I’m embarrassed and sorry for myself. It’s a horrible feeling, being laughed at, and it doesn’t help to know that it’s quite justified. I’ll keep myself to myself from now on, I think, speak to no one and then no one has anything to poke fun at. Probably Jackie won’t want to be my friend anyway. I slump a little in my chair. It’s been a tiring morning, a mixed bag, and I just want to be back in my room.

Most of the others have left the dining room now. I’m still here because Agnita has stopped to talk to Sammy, one of the other carers. Sammy is pushing the poorly man, the one from the room opposite and they’re so engrossed in their conversation, Sammy and Agnita, that our chairs end up next to each other. Me and the poorly man, side by side like we are in a ski lift or commuting on the 7.19 train from the suburbs. I’ve still got my head down. I’ve had enough socialising for one day, and I think the best form of defence is to keep on slumping, talk to no one. He smells a bit funny. He smells of old man.

Hello, he says and it makes me jump.

He’s covered in blankets and nearly as slumped as I am. I wasn’t expecting him to talk. His voice is croaky, like he doesn’t use it much and it needs oiling.

I try to look as uninterested as I can. There’s something about him, I’m not sure what. Something that upsets me.

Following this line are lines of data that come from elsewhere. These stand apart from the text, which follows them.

PR #11497, opened 2026-04-28
Increase artifact registry proxy resources in production

amisstea:
**What/Why**

Increase artifact registry proxy resources in production.

This also sets memory requests==limits which is a best practice for scheduling purposes.

Assisted-by: Claude claude-opus-4-6

**Validation**

These limits allowed for _at least_ 100 parallel req/s in staging without error. Further performance testing will be performed.

**Risk Assessment**

Risk Level: Low
Description: An increase in resources should be harmless
Rollback: Revert the commit

### DIFF
--- a/components/squid/production/squid-helm-generator.yaml
+++ b/components/squid/production/squid-helm-generator.yaml
@@ -32,10 +32,10 @@ valuesInline:
       size: 51200
     resources:
       requests:
-        cpu: 100m
-        memory: 128Mi
+        cpu: "2"
+        memory: 2Gi
       limits:
-        cpu: 200m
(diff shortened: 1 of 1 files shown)


hmariset (approved):
/lgtm

svatares:
## Production Approval Record

| Field | Value |
|---|---|
| **Action** | APPROVED |
| **Reviewer** | @svatares |
| **Timestamp** | 2026-04-28T19:02:05.182Z |

Approving the change. The "bug" Qodo flagged regarding resources isn't a bug, but highlights high resource requirements that are required in this case.

PR #11582, opened 2026-05-03
Revert kubearchive v1.21.3 upgrade in stone-prod-p02

maruiz93:
## Summary
- Revert #11458 (Upgrade kubearchive to v1.21.3 in stone-prod-p02)
- Revert #11581 (ITN-2026-00132 fix for the stale kubearchive DB migration job)
- Restores kubearchive to v1.20.0 with MIGRATION_VERSION=5

## Reason
The database migration (07_08_populate_label_tables) is processing ~225M resource IDs and requires 2+ days to complete. During the migration, the api-server and sink pods are down with `CreateContainerConfigError` / schema version mismatch because the DB has advanced past what v1.20.0 supports, and ArgoCD sync waves prevent updating the Deployments to v1.21.3 until the migration Job completes.
We shouldn't also for the deployments going to v1.21.3 until the migration isn't finished.

## Test plan
- [ ] ArgoCD syncs successfully for stone-prod-p02
- [ ] Migration job runs down migrations to roll back DB schema
- [ ] KubeArchive API, operator, and sink pods are running on v1.20.0
- [ ] Verify kubearchive API is functional

## Risk assessment
- The down migration drops the new label tables and restores the GIN index. No data loss — the label tables only contained derived data from existing resources.

🤖 Generated with [Claude Code](https://claude.com/claude-code)

PR #11583, opened 2026-05-03
Use v1.21.3 migration image for DB schema rollback

maruiz93:
## Summary
- Override migration job image to v1.21.3 so it can run the down migrations from schema version 7 back to 5
- The v1.20.0 image (restored by #11582) doesn't contain the down migration scripts for version 7

## Reason
After reverting the v1.21.3 upgrade (#11582), the migration job panics because the v1.20.0 image doesn't have the down migration files needed to roll back from schema version 7 to 5. The v1.21.3 migration image has all the required scripts.

## Test plan
- [ ] Migration job starts and runs down migrations successfully
- [ ] DB schema version returns to 5
- [ ] KubeArchive API and sink pods start on v1.20.0

## Risk assessment
- Low. Only the migration job image is changed. Once the rollback completes, this image override can be removed in a follow-up PR.

### DIFF
--- a/components/kubearchive/production/stone-prod-p02/kustomization.yaml
+++ b/components/kubearchive/production/stone-prod-p02/kustomization.yaml
@@ -131,6 +131,7 @@ patches:
           spec:
             containers:
               - name: migration
+                image: quay.io/kubearchive/postgresql:v1.21.3@sha256:2ce1545b19d29bd36c1022de13f451f14847aed04d62ab896a3254d74f7c0d39
                 env:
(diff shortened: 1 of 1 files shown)


olegbet (approved):
/lgtm

eedri:
## Production Approval Record

| Field | Value |
|---|---|
| **Action** | APPROVED |
| **Reviewer** | @eedri |
| **Timestamp** | 2026-05-03T16:51:07.871Z |
| **Risk Level** | low |

approving due to the urgency after the recent outage.

PR #477, opened 2017-08-29
Added a new tip for using Kafka

eosimosu:


jdubois:
Thanks a lot!
I'm not merging this yet as I want to review it, but this is definitely lacking - maybe this should be part of the "official" documentation, and not just a tip.

eosimosu:
@jdubois Happy to contribute! 
You can decide where it might fit best although I haven't seen similar "documentation" with a complete example for other supported technologies like elasticsearch etc.

jdubois:
Thanks again @eosimosu !
Indeed we lack a lot of documentation :-)
I would be happy to have this as part as the "official" documentation at http://www.jhipster.tech/using-kafka/ - and I guess we could remove the warning message, as well as the limitation (as you do provide an example, even if it's not generated)
What do you think?

eosimosu:
@jdubois sure, let's have it there then :) hopefully i can contribute more.
Btw, I'm using Jhipster + Kafka in a monolithic production app and haven't faced any limitations.

jdubois:
Thanks!!! It is now live on http://www.jhipster.tech/using-kafka/

eosimosu:
@jdubois  great!

PR #486, opened 2017-09-23
Insert googleoff: index into all release notes

gmarziou:
Fix #jhipster/generator-jhipster#6375

### DIFF
--- a/_posts/2013-11-30-jhipster-release-0.1.0.md
+++ b/_posts/2013-11-30-jhipster-release-0.1.0.md
@@ -12,6 +12,8 @@ We have also moved the JHipster github repository to the newly created JHipster 
 
 [https://github.com/jhipster](https://github.com/jhipster)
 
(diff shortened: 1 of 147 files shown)


gmarziou:
I must add that release notes take 320 KB versus 440 KB for documentation pages.
With this PR, I estimate to have cut the release notes weight to half.
It still means that past information represents 1/3 of our corpus and so biasing search index.

Once we stop maintaining angular 1, oldest release notes will be obsolete and we should consider removing them from the index which would be easy due to timestamp in filenames.

jdubois:
Sorry @gmarziou but that doesn't work, it messes up the page formatting, I need to rollback!

gmarziou:
Sorry I should have tested with Jekyll, I could not imagine that an HTML comment would be interpreted : https://github.com/vmg/redcarpet/issues/268

PR #487, opened 2017-09-24
Update production .war location

BarbaricCorgi:


pages/production.md
```diff
@@ -37,8 +37,8 @@ Or when using Gradle:
 
 This will generate two files (if your application is called "jhipster"):
 
-*   `target/jhipster-0.0.1-SNAPSHOT.war`
```
pascalgrimaud: we should keep both lines: target and build/libs, as it concerns Maven and Gradle too

BarbaricCorgi: hmmm you're right indeed

BarbaricCorgi:
I just fixed the paths to include both maven and gradle styles

jdubois:
Great, thanks!

PR #490, opened 2017-10-01
Adding Beginning Spring Boot 2 book reference.

sivaprasadreddy:
I have a dedicated chapter on JHipster in my new Beginning Spring Boot 2 book. Adding a reference to the book might help developers to get started with JHipster using Spring Boot 2.


jdubois:
I will need to add a specific section on JHipster books, cc @deepu105 -> it should be well referenced, and have one page per book, where each book author can write what he wants/needs

I'll do this in a couple of months, when @deepu105's book is ready

deepu105:
That should be good


Thanks & Regards,
Deepu

PR #497, opened 2017-10-18
master

yingw:


yingw:
sorry, mis commit

deepu105:
@yingw I didn't know you maintained a Chinese version of the JHipster doc site at https://jhipster-china.github.io/ :)
@jdubois what do you think?

jdubois:
There's also https://jhipster.ru/ in Russian... As I have no idea who is doing those sites (maybe until now for China?) I'm not doing any advertisment for them, I'm afraid they could contain malware. I don't understand the languages, I have no idea what is being done on those websites. That's definitely strange.

PR #506, opened 2017-11-26
Opencollective

deepu105:
Add open collective info and a contribute section

To be merged along with https://github.com/jhipster/generator-jhipster/pull/6719


jdubois:
- Thanks @deepu105 this is a huge work!!
- We can't merge the sponsors part yet, as it's empty - it wouldn't look very good! I would put it higher in the page, and wait until we have a couple of sponsors
- I'm going to create a new menu entry on the left, where:
  - I will add all sponsor information, including what they gain by becoming a sponsor, at the beginning:
      - for all baker/sponsor: a thank you Tweet from @java_hipster
      - for all baker/sponsor sponsors: being on the front page
      - for gold sponsors they would also have their logo at the bottom of each page
   - I will also move the "thank you" page here, and provide links to the "contributing" and "code of conduct" documents, as it seems a lot of people don't find them easily

-> is that fine with you?

deepu105:
Yes thats good for me. We can keep the empty ones commented out for now

PR #513, opened 2017-12-05
Add a note on API first implementation classes

cbornet:
See https://github.com/jhipster/generator-jhipster/issues/6495


jdubois:
Awesome :-)

PR #529, opened 2018-01-12
fix menu Text, should be "News"

yingw:
fix menu Text, should be "News"


deepu105:
@yingw no its intentional

deepu105:
Thanks anyway

PR #532, opened 2018-01-22
Feature/aws-containers

ggotti:
PR adds in documentation for the the new aws-containers sub-generator, awaiting PR [here](https://github.com/jhipster/generator-jhipster/pull/7035). 

It re-arranges the AWS page to describe both generator example.


ggotti:
Based on feedback, I've made the following changes
- Added detailed description on delete behaviour.
- Changed networking diagram to include ALB instead of NLB.
- Called out issues with cache synchronisation.

PR #537, opened 2018-01-31
update security config to use kebab case and add missing filter-order param

ruddell:
The app will not compile with camelCase config.

```
Caused by: java.lang.IllegalArgumentException: Could not resolve placeholder 'security.oauth2.client.access-token-uri' in value "${security.oauth2.client.access-token-uri}"
```

### DIFF
--- a/pages/security.md
+++ b/pages/security.md
@@ -93,16 +93,17 @@ security:
         enabled: false
     oauth2:
         client:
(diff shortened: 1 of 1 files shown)


mraible:
LGTM!

jdubois:
Awesome, thanks!

PR #539, opened 2018-02-09
Remove obsolete tip about enforcing https

gmarziou:
This tip is from 2015 and applies to Tomcat, it also points to a blog that no longer exists. I found some useful answers on stackoverflow for spring boot and Undertow that depend on context, so I think it's safe to remove it.

I also changed the numbers of tips list to "1." so that future deletions do not require re-numbering.


jdubois:
Thanks for cleaning up!

gmarziou:
I have a problem with Jekyll, the tips page redirects forever. Either using it directly or in docker. I can see it works on the site but does this page works for you locally?

jdubois:
@gmarziou yes it works fine for me.
It's installed locally on my Mac with Homebrew + the Ruby gems that are required. It's quite awful as when I upgrade Homebrew it regularly crashes because of uncompatible Ruby stuff... But at the moment it's fine :-)

gmarziou:
Damn, I got same issue on Ubuntu and Windows, well I'll leave with it :)

deepu105:
Works fine for me in Fedora, I installed Ruby and other required deps
directly


Thanks & Regards,
Deepu

pascalgrimaud:
@gmarziou : did you test the new docker-compose ? I worked on it and it should work... I'm on Ubuntu 17.10

gmarziou:
I'm also on Ubuntu 17.10 and yes I tried the new docker-compose. In fact, the site works except few things like the tips page and the fontawesome icons. I'll have a look when I can.

pascalgrimaud:
do you use http://0.0.0.0:4000 ? Not localhost

gmarziou:
I don't remember I'll check

PR #951, opened 2020-04-28
skipUserManagement should be documented `false`

vanthuanqs:
According to this document:
https://www.jhipster.tech/creating-an-app/
> --skip-user-management - Skip the user management generation, both on the back-end and on the front-end (Default: false)

the skipUserManagement config should be documented as `false` instead `true`


atomfrede:
Thanks @vanthuanqs and congrats to your first contribution. You are right `skipUserManagement` is `false` by default.

PR #952, opened 2020-04-28
Add Micronaut and Quarkus samples

mraible:


mraible:
Hmmmm, I just noticed this repo has no "issues" tab. I think it'd be useful for folks requesting clarification or logging a request. For example, related to this, I wanted to create an issue that says to add all our new backends and their logos to the "Server Side Options" section on the site.

jdubois:
Yes this is to have everything in jhipster /generator-jhipster

mraible:
Good to know! I added an issue to add them.

PR #955, opened 2020-05-02
Add Tip About Time Drift in Docker

SudharakaP:
This adds a tip about the time drift that can occur in docker containers when sleeping for extended periods of time.

Closes https://github.com/jhipster/generator-jhipster/issues/11659


SudharakaP:
> Docker should be capitalized. slightly_smiling_face

Done :+1:

PR #956, opened 2020-05-02
JDL: reorder entity types to group dates and blobs

murdos:
Instant was at the end of the table, it's more logic to have it besides LocalDate, ZonedDateTime and Duration.
Ditto for ByteBuffer: it should be next to blob types


atomfrede:
I recently was thinking the same and wondering why I can't find instant until I realized its further down :+1:

PR #957, opened 2020-05-03
add doc on running sql tests with testcontainers

ecostanzi:
Related to: https://github.com/jhipster/generator-jhipster/issues/11544


atomfrede:
@ecostanzi Maybe we can add the testcontainer logo to the frontpage like we do for other things

ecostanzi:
Sure!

I think I’m in the room opposite you, he says in his rusty voice, we’re neighbours. I’ve been unwell but I’m getting better and I hope we can be friends.

It’s familiar to me, that voice, I almost recognise it. Best to keep quiet, I think, best not to say anything at all. There’s danger in him, I can smell it and I can hear it and I can see it. He might look like a poor old chap with his blankets and his white hands clasped on top of the blankets like a baby but I know something else about him, I’m not sure what yet but I know something, that’s for sure.

Drop by for a cuppa, he says, I don’t get many visitors.

I bet you don’t, I think. It’s so hard not being able to say anything, and I feel so odd and there’s something wrong and before I’ve thought it through I lean over the side of my wheelchair and mime spitting on the floor.

I suddenly realise Agnita is watching. There’s a shocked silence and then she says, May, that’s not kind, poor Bill, why don’t you say sorry to him?

She’s got a nasty streak, this one, Agnita says to the other carer, the one she was chatting to.

I know, says the other one, as if I couldn’t hear anything.

You want to watch her arm as well, someone says, she’s got a powerful left hook.

That’s not me, I think, I don’t recognise myself, that’s not fair, I’m not like that. It’s cruel, I can’t even defend myself. I hate being talked about as if I’m not here, and I hate unfairness and people being mean, and I start crying even though I don’t want to.

Oh, now we’ve got the crybaby act says Agnita, I think it’s Bill that should be crying, not you.

We normally get on OK, Agnita and I, she’s one of the nicer ones and this is too harsh, too unfair. I can feel the tears plopping down my face like a child and I wonder how long it would take me to die if I stopped eating anything at all. It’s then that he speaks, this Bill character, this poor old man who everyone seems to adore.

It’s OK, honestly, he says, leave her alone, she doesn’t mean it. Look we’re still pals, everything is fine. And he puts his pale old wrinkly old arm over towards me as if to shake hands.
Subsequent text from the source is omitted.